What is being asked
Where the line containing "### Related Ticket(s)" appears in the records below, begin there and output each line verbatim through the last line.

(Dataset Opens)

PR #1009, opened 2022-06-14
feat(link): add `icon-placement` option

emyarod:
### Related Ticket(s)

https://github.com/carbon-design-system/carbon-for-ibm-dotcom/issues/8836

### Description

This PR adds support for `icon-placement` in the link component to potentially deprecate the `link-with-icon` dotcom component

### DIFF
--- a/src/components/link/link-story.ts
+++ b/src/components/link/link-story.ts
@@ -1,7 +1,7 @@
 /**
  * @license
  *
- * Copyright IBM Corp. 2019, 2021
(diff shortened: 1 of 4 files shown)


emyarod:
@ariellalgilmore @RichKummer the knob should be on the `Paired with icon` story only now! also fixed the extra spacing when the icon is placed on the left side. and for the Percy changes, it looks like the snapshots are all brand new

RichKummer (approved):
LGTM! Thanks for fixing @emyarod !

(Dataset Closes)

Response to the task
### Related Ticket(s)

https://github.com/carbon-design-system/carbon-for-ibm-dotcom/issues/8836

### Description

This PR adds support for `icon-placement` in the link component to potentially deprecate the `link-with-icon` dotcom component

### DIFF
--- a/src/components/link/link-story.ts
+++ b/src/components/link/link-story.ts
@@ -1,7 +1,7 @@
 /**
  * @license
  *
- * Copyright IBM Corp. 2019, 2021
(diff shortened: 1 of 4 files shown)


emyarod:
@ariellalgilmore @RichKummer the knob should be on the `Paired with icon` story only now! also fixed the extra spacing when the icon is placed on the left side. and for the Percy changes, it looks like the snapshots are all brand new

RichKummer (approved):
LGTM! Thanks for fixing @emyarod !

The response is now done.